El aborto es un mecanismo de distracción potente, esto es cierto, pero nada garantiza que su efecto, de ser exitoso, vaya a durar los largos meses de campaña electoral en 2021, en plena crisis inflacionaria, recesión y desempleo. Después de todo, se trata de un gobierno con serios errores de diagnóstico. Por ejemplo: pretenden que la recuperación venga del agro y promueven retenciones confiscatorias, impuestos a los patrimonios “altos” que van contra el capital de trabajo, usurpaciones y recurrentemente amenazan con una reforma agraria. Sueñan con un despegue de la industria del conocimiento y al mismo tiempo se encargan de condenar el teletrabajo a muerte, al tiempo que impiden el desarrollo de esa industria con un cepo cambiario autolesivo. Hablan del desarrollo energético mientras se impulsan nuevos impuestos y así podríamos seguir al infinito. La disonancia entre la realidad y el diagnóstico es terrible. Mucho se ha dicho de las capacidades del Presidente como equilibrista, pero esas destrezas no aparecen y en cambio abundan contradicciones e inconsistencias, promesas de imposible realización y ensayos de ortodoxia económica que se avergüenza de admitir.

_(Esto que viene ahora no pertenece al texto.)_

PR #203, opened 2021-10-30
WIP: Test bonanza for v3

### LINKED ISSUE #139: Fixup tests before v3
Two things I'd like to improve on

* Some of my most recent changes here on version 2 have had insufficient testing. Ideally, I'd like to get coverage up near 100% again. This is much more easily achieved AFTER #138 , so this might be one of the later issues to address before v3
* There are way too many tests for BioSequences - nearly 9000 for LongSequence and 26000 for Mers. That's in package with 10k lines! On my (rather fast) laptop, they take 1.5 minutes. Not an eternity, but still a bit of wait. Worse, most of them don't really do anything except burn CI time and spam up the terminal if something goes wrong. I bet at least 75% of these tests could be eliminated if we cut down on test patterns, like
```
    for len in 1:64, _ in 1:10
        @test kmer_stuff(len, rand_seq(len))
    end
```
Do we really need 640 distinct tests here? What are the odds that function fails at k=54, and not before?

So, plan of action:
 - [x] Complete #138 , removing everything we don't want in this package
 - [x] Complete #121 , and any other new features to mers or longsequences
 - [x] Aggressively cut down on needless tests for mers and longsequences
 - [x] Add tests back to get near-100% coverage

Using [Aqua](https://github.com/JuliaTesting/Aqua.jl) on Julia exposes a few method ambiguities. In general, BioSequences have [an issue with method ambiguities](#135 ).

- [x] Fix method ambiguities (after all v3 feature issues, the possible interface rewrite, and #135 )

jakobnissen:
# Improve test coverage for v3

Resolves #139 . During the testing, it is possible some functions may be changed if they are discovered to be broken. This PR will contain an exhaustive list of all non-test changes, that is, changes in the `src` directory,

**Completion**
- [x] Alphabet
- [x] Translation
- [x] BioSequence
- [x] LongSequence
- [x] Bit-manipulation
- [ ] Search  

## Current changes / bugfixes
* `join!` is now exported as it should have been
* Fixed a typo in `join!(::BioSequence, ::Vector)` which caused it to fail
* Renamed `_copyto!` for `BioSequence` to `Base.copyto!`. I don't know why it was an internal method before, honestly.
* Remove `unsafe_setindex!`, which has been kept until now for backwards compatibility
* Fix typo `is_canonical` in `canonical(::BioSequence)`
* Remove outdated `Base.cmp` for `BitIndex`
* Remove unused `extract_encoded_element(::BitIndex, ::NTuple)` and `bitmask(::Type, ::Val)`
* Remove meaningless and non-tested function `LongSequence(it) = LongSequence{eltype(it)}(it)` (was also wrong)
* Changed un-tested constructor `LongSequence{A}(::Union{AbstractString,AbstractVector{UInt8}}, ::Integer, ::Integer)` to take a range instead of two integers for consistency with other constructors
* Remove one copy of duplicated method `bitindex(::LongSubSeq, ::Integer)`
* Remove one copy of duplicated method `encoded_setindex!(::SeqOrView, ::Unsigned, ::Integer)`
* Added missing method `symbols_per_data_element(::LongSubSeq)`
* Change various methods to take `AbstractUnitRange` over `UnitRange` with identical behaviour

### DIFF
--- a/docs/src/construction.md
+++ b/docs/src/construction.md
@@ -306,3 +306,16 @@ So the take home message of sequence literals is this:
 Be careful when you are using sequence literals inside of functions, and inside
 the bodies of things like for loops. And if you use them and are unsure, use the
  's' and 'd' flags to ensure the behaviour you get is the behaviour you intend.
+
+## Comparison to other sequence types
+Following Base standards, BioSequences do not compare equal to other containers even if they have the same elements.
+To e.g. compare a BioSequence with a vector of DNA, compare the elements themselves:
+```jldoctest
+julia> seq = dna"GAGCTGA"; vec = collect(seq);
+
+julia> seq == vec, isequal(seq, vec)
+(false, false)
+
+julia> length(seq) == length(vec) && all(i == j for (i, j) in zip(seq, vec))
+true 
+```
--- a/src/BioSequences.jl
+++ b/src/BioSequences.jl
@@ -126,6 +126,7 @@ export
     reverse_complement!,
     ungap,
     ungap!,
+    join!,
     
     ###
     ### LongSequence
--- a/src/biosequence/biosequence.jl
+++ b/src/biosequence/biosequence.jl
@@ -63,7 +63,7 @@ end
 
 # Fast path for iterables we know are stateless
 function join!(seq::BioSequence, it::Union{Vector, Tuple, Set})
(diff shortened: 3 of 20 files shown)


jakobnissen:
Since I consider this PR to be low-risk and unsurprising, I'm just merging right away, You're all welcome to review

En los escasos meses que lleva en el Gobierno, Alberto Fernández ha quemado tanto capital político que su limitación narrativa es obvia. Fue contra los comerciantes, contra los jubilados, destrozó a la clase media, ganó la ira de los productores agropecuarios, logró la emigración de empresarios, se alejan los inversores, los sectores de la cultura y el progresismo empieza a enarbolar reclamos y enojos. No sólo no logró unir a los argentinos ni cerrar la grieta, sino que debe sacar de la galera estrategias compensatorias para la tribuna propia. En esa clave se debe leer el apuro por tratar antes de fin de año la Ley del Aborto. Es, de nuevo, una apelación a la política kirchnerista del poder del símbolo. Tanto así, que los muchachos ya sueñan con un virtual empate en el Senado que sea saldado por el voto positivo de Cristina Kirchner. Un galardón final de la izquierda peronista.